Not my best or clearest post Grad, and certainly the nut job comment way too flip a comment for such an important personage from a Protestant standpoint, but I was rushing to finish the post and I was getting sidetracked by being more and more pissed as I read the quotes.

buckeyegrad;1432661; said:
Fair enough Gator, sorry for the overreaction on my part. That had more to do with this not being the first time I have had the Luther hated Jews comment stated as a response to my agreement with his "Reason is a Whore" quote than anything you really said.

Oh, and I agree with your Lollards comment about them not getting their due. Wycliffe certainly was a major influence on Huss, whose writings influenced Luther.

.

hmm... i think the primary catalyst of the Reformation was not any one person or group of people, but rather was the fact that average people could actually read the Bible for the first time in a thousand years or so...

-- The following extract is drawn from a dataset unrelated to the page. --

PR #1073, opened 2026-04-01
Fix unhandled CloseEvent promise rejection from graphql-ws

marcodejongh:
When a GraphQL mutation timed out via Promise.race, the underlying subscription was never cleaned up. A later dispose()/WebSocket close would then fire the dangling subscription's error callback with a CloseEvent, which escaped as an unhandled promise rejection.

but then again, i'm a "heretic" and historicist. :p
 
Upvote 0
lvbuckeye;1442845; said:
... i think the primary catalyst of the Reformation was not any one person or group of people, but rather was the fact that average people could actually read the Bible for the first time in a thousand years or so...
Thought-provoking. So you would seem to put Gutenberg ahead of Luther as a catalyst for the Protestant movement?
 
Upvote 0
MaxBuck;1443229; said:
Thought-provoking. So you would seem to put Gutenberg ahead of Luther as a catalyst for the Protestant movement?
That is a fascinating question-one that would be perfect for a final exam in AP European History.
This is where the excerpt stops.